Elasticsearch Elasticsearch Aggregation Query

By Opster Team

Updated: Aug 26, 2023

| 2 min read

Quick Links

Introduction

Elasticsearch aggregation queries are a cornerstone of advanced data analysis, enabling users to extract complex and detailed insights from their data. Aggregations provide a way to group and extract statistics from your data, and they come in various flavors, including metrics, bucketing, and pipeline aggregations.

Metrics aggregations

Metrics aggregations are used to compute metrics over a set of documents. They include simple ones like min, max, sum, and average, as well as more complex ones like stats, extended stats, and percentiles.

For instance, if you want to find the average price of all products in your e-commerce store, you could use the following aggregation query:

json
GET /products/_search
{
  "size": 0,
  "aggs": {
    "average_price": {
      "avg": {
        "field": "price"
      }
    }
  }
}

In this example, the “size”: 0 parameter is used to return only aggregation results and not any documents. The “average_price” aggregation calculates the average value of the “price” field across all documents.

Bucketing aggregations

Bucketing aggregations, on the other hand, are used to group documents into buckets based on certain criteria. Common types of bucketing aggregations include terms, date histogram, and range.
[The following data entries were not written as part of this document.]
PR #673, opened 2022-11-16
fix: don't accept extra fields inside the currency options on create

fivism:
In order to save and retrieve dineros to/from our storage layer we map them to a copycat money-type. However, on retrievals we noticed that internal fields were leaking into the currency objects like so:

```
"amount": 0,
"currency": {
    "_type": "currencyObj",  <----
    "base": 10,
    "code": "USD",
    "exponent": 2
},
"scale": 2
```
... and upon further investigation one can pass anything into a dinero's currency object as long as the required subset of fields is met. This change makes the selection of fields as explicit as the base structure's (where `amount`, `currency` and `scale` are taken and everything else ignored).

### DIFF
--- a/packages/core/src/helpers/createDinero.ts
+++ b/packages/core/src/helpers/createDinero.ts
@@ -12,9 +12,11 @@ export function createDinero<TAmount>({
 }: CreateDineroOptions<TAmount>) {
   return function dinero({
     amount,
-    currency,
-    scale = currency.exponent,
+    currency: { code, base, exponent },
+    scale = exponent,
   }: DineroOptions<TAmount>): Dinero<TAmount> {
+    const currency = { code, base, exponent };
+
     onCreate?.({ amount, currency, scale });
 
     return {
--- a/packages/dinero.js/src/__tests__/dinero.test.ts
+++ b/packages/dinero.js/src/__tests__/dinero.test.ts
@@ -17,4 +17,20 @@ describe('dinero', () => {
 
     expect(snapshot).toMatchObject({ amount: 500, currency: USD, scale: 2 });
   });
+  it('cleans up unwanted properties from the options', () => {
+    const d = dinero({
+      amount: 500,
+      // @ts-expect-error
+      currency: { code: 'USD', exponent: 2, base: 10, _extraProperty: 123 },
+      _extraProperty: 123,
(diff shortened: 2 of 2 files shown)


packages/core/src/helpers/createDinero.ts
```diff
@@ -23,7 +23,11 @@ export function createDinero<TAmount>({
       toJSON() {
         return {
           amount,
-          currency,
+          currency: {
+            code: currency.code,
+            base: currency.base,
+            exponent: currency.exponent,
+          },
```
sarahdayan, line 30: This works fine for `toJSON` but `onCreate` in l. 18 still receives the full currency object.

My recommendation would be to destructure each property of `currency` in the parameters, then create a `currency` constant in the function body from these destructured properties. This way the rest of the code doesn't have to change.

Performance-wise, this should be negligible.

packages/dinero.js/src/__tests__/dinero.test.ts
```diff
@@ -17,4 +17,20 @@ describe('dinero', () => {
...
+    const d = dinero(dineroReadyObj);
+
+    const snapshot = toSnapshot(d);
+
+    expect(snapshot).toStrictEqual({
+      amount: 500,
+      currency: USD,
+      scale: 2,
+    });
+  });
```
sarahdayan, line 35:
```suggestion
  it('cleans up unwanted properties from the options', () => {
    const d = dinero({
      amount: 500,
      // @ts-expect-error
      currency: { code: 'USD', exponent: 2, base: 10, _extraProperty: 123 },
      _extraProperty: 123,
    });

    const snapshot = toSnapshot(d);

    expect(snapshot).toStrictEqual({
      amount: 500,
      currency: USD,
      scale: 2,
    });
  });
```

sarahdayan (commented):
Good one, thanks!

I left two minor comments, then we'll be good to go.

packages/core/src/helpers/createDinero.ts
fivism: Thanks and thanks for this work!

sarahdayan (approved):

sarahdayan:
Thanks for your contribution @fivism!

For example, to group products by category, you could use a terms aggregation like this:

json
GET /products/_search
{
  "size": 0,
  "aggs": {
    "products_by_category": {
      "terms": {
        "field": "category.keyword"
      }
    }
  }
}

In this query, the “products_by_category” aggregation creates a bucket for each unique value of the “category.keyword” field.

Pipeline aggregations

Pipeline aggregations, which operate on the results of other aggregations, provide a way to create more complex analytics. They include derivatives, moving averages, and bucket scripts.
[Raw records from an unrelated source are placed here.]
PR #3952, opened 2023-11-17
fix: properly ref custom model in generated code

jorgerangel-msft:
# Description

# Checklist

# Ready to Land?


test/TestProjects/Customizations-TypeSpec/src/Generated/CustomizationsInTspClient.cs
```diff
@@ -152,6 +152,114 @@ public virtual Response RoundTrip(RequestContent content, RequestContext context
             }
         }
 
+        /// <summary> Sample operation with request body of a renamed model. </summary>
+        /// <param name="input"> The RenamedModel to use. </param>
+        /// <param name="cancellationToken"> The cancellation token to use. </param>
+        /// <exception cref="ArgumentNullException"> <paramref name="input"/> is null. </exception>
+        /// <include file="Docs/CustomizationsInTspClient.xml" path="doc/members/member[@name='FooAsync(RenamedModel,CancellationToken)']/*" />
+        public virtual async Task<Response<RenamedModel>> FooAsync(RenamedModel input, CancellationToken cancellationToken = default)
```
ArcturusZhang, line 160: I did not really see a case in our test project that the model type has been renamed by code gen attributes, and the parameter name changed accordingly per the description of this PR.
For instance, this one, the type of `input` has been renamed, but the parameter name `input` here is not changed (in its tsp the name of this parameter is also `input`). Should this change accordingly?

Or this PR is only to change the description when the description is absent? this is the only thing I notice changed in this PR

src/AutoRest.CSharp/Common/Output/Models/Shared/Parameter.cs
```diff
@@ -16,7 +16,7 @@
 
 namespace AutoRest.CSharp.Output.Models.Shared
 {
-    internal record Parameter(string Name, FormattableString? Description, CSharpType Type, Constant? DefaultValue, ValidationType Validation, FormattableString? Initializer, bool IsApiVersionParameter = false, bool IsResourceIdentifier = false, bool SkipUrlEncoding = false, RequestLocation RequestLocation = RequestLocation.None, SerializationFormat SerializationFormat = SerializationFormat.Default, bool IsPropertyBag = false)
+    internal record Parameter(string Name, FormattableString? Description, CSharpType Type, Constant? DefaultValue, ValidationType Validation, FormattableString? Initializer, bool IsApiVersionParameter = false, bool IsResourceIdentifier = false, bool SkipUrlEncoding = false, RequestLocation RequestLocation = RequestLocation.None, SerializationFormat SerializationFormat = SerializationFormat.Default, bool IsPropertyBag = false, string? DefaultName = null)
```
ArcturusZhang, line 19: well I do not think it is a good name here `DefaultName`. Should it be `NameInRequest` or `WireName` or something similar?
Looks like this is only to fix the issue in sample generator that if we renamed the parameter to be a new name instead of the name in its spec, the sample generator will not be able to find which parameter to use.

Theoretically we should need this name in request when building the rest operation methods (for instance when the parameter is a query), but we did that by querying the `NameInRequest` property in `InputParameter` instead of referencing `Parameter`.
But I believe it might be nice we have that here, and the sample generator could query parameters using this property `NameInRequest` to avoid the issues caused by renamings

jorgerangel-msft: sure, I can rename this property.

You are correct, this is to handle generating the samples correctly when a sample uses a custom model. It seems the lookup to find the example value for a parameter of model type uses the "original" model name vs the custom model. Though I'm not sure I entirely follow the last part of you comment, are you suggesting I change how the example values are looked up in the sample generator ?

test/CadlRanchProjects/special-words/src/Generated/And.cs
```diff
@@ -10,7 +10,7 @@
 
 namespace SpecialWords
 {
-    /// <summary> The and. </summary>
+    /// <summary> The And. </summary>
```
m-nash, line 13: Undo this change and open an issue to track if we want to do this as well as should this be a cref.

test/TestProjects/Customizations-TypeSpec/Customizations-TypeSpec.tsp
```diff
@@ -188,3 +188,9 @@ model RootModel {
 @get
 @convenientAPI(true)
 op roundTrip(@body input: RootModel): RootModel;
+
+@route("/foo")
```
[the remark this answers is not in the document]
jorgerangel-msft: Sure. I've generated two baseline scenarios, one with a named operation parameter that references the model to rename, and one which uses the spread operator again the model to rename on the operation parameter.

1. [Named Parameter](https://github.com/jorgerangel-msft/autorest.csharp/commit/83cc9dac365248605d0c528875bd2cf8b0e4d81f). This generates correctly now without my changes. The default param description wasn't generated correctly before, but looks like this was fixed [recently](https://github.com/Azure/autorest.csharp/pull/3930/files#diff-1d8080793123f1f633e4fcb80852199dacf38a51b2fd96f50e256756507f0429).
2. [Spread Parameter](https://github.com/Azure/autorest.csharp/commit/052b0a5859f0e41942eb6586af4b2134253909c2). Here the variable names are still generated using the model name before the renaming.

Though in both scenarios, the correct model type is used so my memory must've been fuzzy on that part.

test/CadlRanchProjects/special-words/src/Generated/And.cs
jorgerangel-msft: Sure, I opened an item for this https://github.com/Azure/autorest.csharp/issues/3984

test/TestProjects/Customizations-TypeSpec/src/Generated/CustomizationsInTspClient.cs
m-nash: @ArcturusZhang do you consider that @projectedName and CodeGen custom name are a different intent from the customer?  I was thinking of these two things as two different ways to do exactly the same thing.

If the spec was swagger would you still think that changing the name with CodeGen shouldn't change this?

ArcturusZhang: Yes because the purpose of `CodeGenModel` is only to change the model on the generated code side, and projectedName is a customization on the tsp side and tsp implies something inside it.
The reason our customer has questions on this case, is that they are using the automatically generated parameter name which comes from the name of the type of the parameter.
it is hard to believe if they define something like this:
```
op foo(body: OldName): void;
```
and they introduce a CodeGenModel to change the name of the model, and they will expect the name of the  parameter should change accordingly.

Therefore my point is that it only makes sense we change the parameter name only when the customer is writing this:
```
op foo(...OldName): void;
```
because this expression implies the name of the parameter should be the same as the type name, and they would have the expectation of the generated result (even after they made a customization to the model name)

jorgerangel-msft: @ArcturusZhang - this change _shouldn't_ change the parameter name if the user supplied a named parameter in their tsp (I can double check to make sure). There has been other changes/fixes since I first opened this PR, so this PR now simply fixes the case where a user provides the model via the spread operator, like your example:

```
op foo(...OldName): void;
```

I have added a test scenario in this PR that shows that. Looks like the references in the summary descriptions were fixed in another change, as I noted [here](https://github.com/Azure/autorest.csharp/pull/3952#discussion_r1408345318). Either way, I'm open to whatever we think is best for the customer, whether that's telling them to use `@projectedName` or we add this change in the generator. I was not aware of `@projectedName` 😄

ArcturusZhang: Yeah I believe the projectedName decorator should be the correct and most convenient solution for our customer.
But in the meantime, I am OK with the changes here

m-nash: I think we are missing the fact that the generator works with more than just tsp.  I understand that if you are using tsp then @projectedName is the best solution but what if you aren't?  I believe any rename capability we have should work completely, and right now renaming via CodeGen doesn't work completely.  We should either fix it or remove the capability.

src/AutoRest.CSharp/Common/Output/Models/Shared/Parameter.cs
```diff
@@ -115,6 +115,39 @@ public static FormattableString CreateDescription(InputParameter operationParame
...
 
+        /// <summary>
+        /// This method constructs the variable name for an input parameter. If the input parameter type is an input model type,
+        /// and the input parameter name is the same as the input parameter type name, the variable name is constructed using the supplied CSharpType name. Otherwise,
+        /// it will use the input parameter name by default.
+        /// </summary>
+        /// <param name="param">The input parameter.</param>
+        /// <param name="type">The constructed CSharpType for the input parameter.</param>
+        /// <returns>A string representing the variable name for the input parameter.</returns>
+        public static string ConstructParameterVariableName(InputParameter param, CSharpType type)
```
m-nash, line 126: Does this need to be public?

src/AutoRest.CSharp/Common/Output/Models/Shared/Parameter.cs
```diff
@@ -115,6 +115,39 @@ public static FormattableString CreateDescription(InputParameter operationParame
...
+
+                    if (paramName.Equals(paramInputTypeName))
+                    {
+                        variableName = !string.IsNullOrEmpty(type.Name) ? type.Name.ToVariableName() : variableName;
+                    }
+
+                }
+            }
+
+            return variableName;
```
m-nash, line 148: previously if InputParamter was null we would throw, now we silently return an empty string.  I believe we should throw since this is an invalid scenario you can't have and empty name for a parameter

For instance, to calculate the monthly growth rate of sales, you could use a derivative pipeline aggregation on a date histogram of sales like this:

json
GET /sales/_search
{
  "size": 0,
  "aggs": {
    "sales_over_time": {
      "date_histogram": {
        "field": "date",
        "calendar_interval": "month"
      },
      "aggs": {
        "sales": {
          "sum": {
            "field": "amount"
          }
        },
        "sales_growth": {
          "derivative": {
            "buckets_path": "sales"
          }
        }
      }
    }
  }
}

In this query, the “sales_over_time” aggregation creates a bucket for each month, and the “sales” sub-aggregation calculates the total sales for each month. The “sales_growth” pipeline aggregation then calculates the month-over-month growth in sales.

Nested aggregations

Elasticsearch also supports nested aggregations, allowing you to compute aggregations within buckets. This is particularly useful when dealing with hierarchical or multi-level data.
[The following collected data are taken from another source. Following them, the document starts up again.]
Issue #3853, opened 2023-10-18
TypeFactory can't resolve anonymous types for method return


AlexanderSher:
In `FirstTest-TypeSpec` test, `FirstTestTypeSpecClient.ReturnsAnonymousModel` method returns `Response<object>`:
https://github.com/Azure/autorest.csharp/blob/feature/v3/test/TestProjects/FirstTest-TypeSpec/src/Generated/FirstTestTypeSpecClient.cs#L824

It expected to return `Response<ReturnsAnonymousModel_101>`

ArcturusZhang:
This has been fixed in [this PR](https://github.com/Azure/autorest.csharp/pull/4091)

Issue #3876, opened 2023-10-28
Fix duplicates in the list of derived models or remove the list


AlexanderSher:
C# TypeSpec emitter produces duplicates when fills in derived models list.

Here is an example of the same model presented twice.
- as a item in the DerivedModels array: https://github.com/Azure/autorest.csharp/blob/feature/v3/test/TestProjects/ConfidentLevels-TypeSpec/src/Generated/tspCodeModel.json#L719-L745
- as a separate model: https://github.com/Azure/autorest.csharp/blob/feature/v3/test/TestProjects/ConfidentLevels-TypeSpec/src/Generated/tspCodeModel.json#L793-L819
Both point to the same base model id ref85.

Possible solutions:
- Fix emitter output.
- Remove `DerivedTypes` from protocol, assign them during deserialization or in a separate visitor.
- Remove `DerivedTypes` completely.

chunyu3:
When there is a `BaseModel` and a derived model `DerivedModel`, in the emitted json, `BaseModel` has a reference to `DerivedModel` and `DerivedModel` also has a reference to `BaseModel`. If both use the `$ref`, there will be a circle, and it will throw exception when deserailize this json, so we duplicate the derived model to break the circle.

The possible solution is remove one reference, either from `BaseModel` or `DerivedModel` from emitted json, and then need to calculate the relationship in codegen runtime.

AlexanderSher:
Fixed in https://github.com/Azure/autorest.csharp/pull/3967

PR #3953, opened 2023-11-17
Introduce visitors for input namespaces

AlexanderSher:
Provides mechanism to change `InputNamespace` 
Also fixes https://github.com/Azure/autorest.csharp/issues/3853


src/AutoRest.CSharp/Common/Input/InputTypes/Examples/InputClientExample.cs
```diff
@@ -5,5 +5,10 @@
 
 namespace AutoRest.CSharp.Common.Input.Examples
 {
-    internal record InputClientExample(InputClient Client, IReadOnlyList<InputParameterExample> ClientParameters);
+    /// <summary>
+    /// Set of client parameter sample values of a specific type
+    /// </summary>
+    /// <param name="Key">Type of a sample. E.g.: short version sample, all parameters sample, etc.</param>
```
ArcturusZhang, line 11: I believe the `key` here should be `key of the example`?
Just like what we have in swaggers:
```
"/request" : {
    "get" : {
	"x-ms-examples": {
	    "the key of example": "file path of the example"
	}
    }
}
```
maybe we could refer that concept here so that it would be more comprehensive

ArcturusZhang (approved):

src/AutoRest.CSharp/Common/Input/MergeDerivedModelsVisitor.cs
```diff
@@ -0,0 +1,55 @@
...
+        }
+
+        public static InputNamespace Visit(InputNamespace rootNamespace)
+        {
+            if (rootNamespace.Models.All(static m => m.BaseModel is not {} bm || bm.DerivedModels.Contains(m)))
+            {
+                return rootNamespace;
+            }
+
+            var modelsToReplace = rootNamespace.Models
```
archerzz, line 27: A model inherits a base model, but not in `baseModel.DerivedModels`. This looks like an issue in TSP compiler or our emitter. Shall we fix it in compiler or emitter?

AlexanderSher: https://github.com/Azure/autorest.csharp/issues/3876 - we need to decide what to do with it. However, since correct model graph is critical for consolidation work, I'll keep the workaround until 3876 is resolved.

src/AutoRest.CSharp/Common/Input/InputTypes/Examples/InputClientExample.cs
AlexanderSher: Done

AlexanderSher:
Changes in azure-sdk-for-net: https://github.com/Azure/azure-sdk-for-net/pull/40125
Methods in factories are reordered because of the ordering in visitors.

src/AutoRest.CSharp/LowLevel/Output/DpgClient.cs
```diff
@@ -21,7 +21,7 @@
 
 namespace AutoRest.CSharp.Output.Models
 {
-    internal class LowLevelClient : TypeProvider
+    internal class DpgClient : TypeProvider
```
m-nash, line 24: Why the rename here?

src/AutoRest.CSharp/Common/Input/InputNamespaceVisitor.cs
```diff
@@ -0,0 +1,287 @@
...
+        //   1. Sort models by their base models, so that models that have no base models are going first
+        //   2. Iterates over models in the said order and calls `VisitModel` for each of them. Resulted models still reference source models at that point, so all references are invalid
+        //   3. From the "intermediate" models collected on the previous step, create target models with correct `BaseModel` values and empty lists for DerivedModels, CompositionModels and Properties.
+        //      Target model is saved into `typesCache` and added to the returned list.
+        //      If `VisitModel` implementation has returned the same intermediate model for more than one source model, target model will be added only once
+        //   4. After all target models are created, lists for DerivedModels and CompositionModels are filled.
+        //      Also, each property is visited in `VisitModelProperty`, and if InputModelProperty.Type is a model, it must updated it to the target model from `typesCache`.
+        private IReadOnlyList<InputModelType> VisitModels(Dictionary<InputType, InputType> typesCache, IReadOnlyList<InputModelType> source)
```
m-nash, line 52: This seems overly complicated to avoid having a setter and instead restricting who can call that setter.  We should discuss our overall strategy here going forward.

For example, to find the average price of products within each category, you could use a nested terms and average aggregation like this:

json
GET /products/_search
{
  "size": 0,
  "aggs": {
    "products_by_category": {
      "terms": {
        "field": "category.keyword"
      },
      "aggs": {
        "average_price": {
          "avg": {
            "field": "price"
          }
        }
      }
    }
  }
}

In this query, the “products_by_category” aggregation creates a bucket for each category, and the “average_price” sub-aggregation calculates the average price within each category.